### Dataset records
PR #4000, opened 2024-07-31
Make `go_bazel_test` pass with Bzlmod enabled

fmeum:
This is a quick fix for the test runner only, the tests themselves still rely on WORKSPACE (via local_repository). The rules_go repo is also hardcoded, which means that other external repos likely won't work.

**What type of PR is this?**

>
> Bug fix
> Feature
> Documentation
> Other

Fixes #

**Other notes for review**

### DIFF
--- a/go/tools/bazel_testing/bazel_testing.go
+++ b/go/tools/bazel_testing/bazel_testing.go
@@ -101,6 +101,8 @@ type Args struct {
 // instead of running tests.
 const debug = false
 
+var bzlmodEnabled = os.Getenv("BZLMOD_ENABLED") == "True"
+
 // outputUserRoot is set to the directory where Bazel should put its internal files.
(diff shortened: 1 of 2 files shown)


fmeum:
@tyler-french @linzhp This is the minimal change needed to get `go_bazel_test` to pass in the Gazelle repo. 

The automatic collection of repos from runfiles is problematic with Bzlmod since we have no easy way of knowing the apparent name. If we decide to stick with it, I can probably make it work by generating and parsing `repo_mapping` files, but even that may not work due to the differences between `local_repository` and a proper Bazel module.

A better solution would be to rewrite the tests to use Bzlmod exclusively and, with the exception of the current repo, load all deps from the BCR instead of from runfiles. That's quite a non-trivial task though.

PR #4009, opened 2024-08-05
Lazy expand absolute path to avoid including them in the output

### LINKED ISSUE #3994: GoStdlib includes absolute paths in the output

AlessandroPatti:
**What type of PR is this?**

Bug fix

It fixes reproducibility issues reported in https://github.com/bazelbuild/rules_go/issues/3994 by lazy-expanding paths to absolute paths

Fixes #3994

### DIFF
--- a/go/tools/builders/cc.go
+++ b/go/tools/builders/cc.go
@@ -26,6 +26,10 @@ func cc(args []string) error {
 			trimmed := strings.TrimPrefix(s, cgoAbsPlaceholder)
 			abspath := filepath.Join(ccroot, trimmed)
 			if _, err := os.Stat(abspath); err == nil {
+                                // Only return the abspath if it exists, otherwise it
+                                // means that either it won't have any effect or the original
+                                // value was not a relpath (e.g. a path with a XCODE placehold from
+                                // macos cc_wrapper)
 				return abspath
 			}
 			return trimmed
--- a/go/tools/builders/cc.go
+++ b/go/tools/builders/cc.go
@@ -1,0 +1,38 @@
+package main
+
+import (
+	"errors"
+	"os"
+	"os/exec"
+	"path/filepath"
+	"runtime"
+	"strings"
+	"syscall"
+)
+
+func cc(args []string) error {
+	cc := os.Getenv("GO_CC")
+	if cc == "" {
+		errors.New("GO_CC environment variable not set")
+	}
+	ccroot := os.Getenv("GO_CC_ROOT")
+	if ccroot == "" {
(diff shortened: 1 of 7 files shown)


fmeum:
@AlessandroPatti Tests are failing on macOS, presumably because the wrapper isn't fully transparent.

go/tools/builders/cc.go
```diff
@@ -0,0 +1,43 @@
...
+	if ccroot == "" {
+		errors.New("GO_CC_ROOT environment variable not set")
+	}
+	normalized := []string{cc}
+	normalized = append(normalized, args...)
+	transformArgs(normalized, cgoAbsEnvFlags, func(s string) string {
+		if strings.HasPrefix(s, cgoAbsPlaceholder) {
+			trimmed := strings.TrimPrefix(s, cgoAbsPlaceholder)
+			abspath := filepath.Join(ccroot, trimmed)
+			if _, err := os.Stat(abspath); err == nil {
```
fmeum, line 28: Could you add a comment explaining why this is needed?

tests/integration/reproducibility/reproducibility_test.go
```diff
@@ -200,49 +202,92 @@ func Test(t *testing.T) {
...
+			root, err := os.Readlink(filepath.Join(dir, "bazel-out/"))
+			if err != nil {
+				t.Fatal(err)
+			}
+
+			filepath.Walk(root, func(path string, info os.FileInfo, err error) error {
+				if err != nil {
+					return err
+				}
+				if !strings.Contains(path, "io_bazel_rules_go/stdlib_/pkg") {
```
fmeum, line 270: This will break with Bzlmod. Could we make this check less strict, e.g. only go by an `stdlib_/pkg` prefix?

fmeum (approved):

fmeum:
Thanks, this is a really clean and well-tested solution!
######
## Task
Lines from the one containing "tests/integration/reproducibility/reproducibility_test.go" through the final line of the material should be set down exactly, and no other lines.

## Task solution
tests/integration/reproducibility/reproducibility_test.go
```diff
@@ -200,49 +202,92 @@ func Test(t *testing.T) {
...
+			root, err := os.Readlink(filepath.Join(dir, "bazel-out/"))
+			if err != nil {
+				t.Fatal(err)
+			}
+
+			filepath.Walk(root, func(path string, info os.FileInfo, err error) error {
+				if err != nil {
+					return err
+				}
+				if !strings.Contains(path, "io_bazel_rules_go/stdlib_/pkg") {
```
fmeum, line 270: This will break with Bzlmod. Could we make this check less strict, e.g. only go by an `stdlib_/pkg` prefix?

fmeum (approved):

fmeum:
Thanks, this is a really clean and well-tested solution!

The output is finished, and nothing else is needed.